EXERCISE DETAILS:
Give the listing again in full, exactly as written.
*** INFORMATION PROVIDED Section Begins ***
PR #4565, opened 2025-11-03
Stacks Implementation

jannik-stacks:
- Fork of [original PR](https://github.com/wormhole-foundation/wormhole/pull/4546), which had to be synced and the downstream org security rules didn't allow pushes anymore, Github closed the branch and can't recreate within the same PR.


johnsaigle:
@jannik-stacks it looks like this PR is opened on the wrong base, or that the branch contains some commits that are already merged in `main`.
*** INFORMATION PROVIDED Section Ends ***
THE COMPLETED TASK:
PR #4565, opened 2025-11-03
Stacks Implementation

jannik-stacks:
- Fork of [original PR](https://github.com/wormhole-foundation/wormhole/pull/4546), which had to be synced and the downstream org security rules didn't allow pushes anymore, Github closed the branch and can't recreate within the same PR.


johnsaigle:
@jannik-stacks it looks like this PR is opened on the wrong base, or that the branch contains some commits that are already merged in `main`.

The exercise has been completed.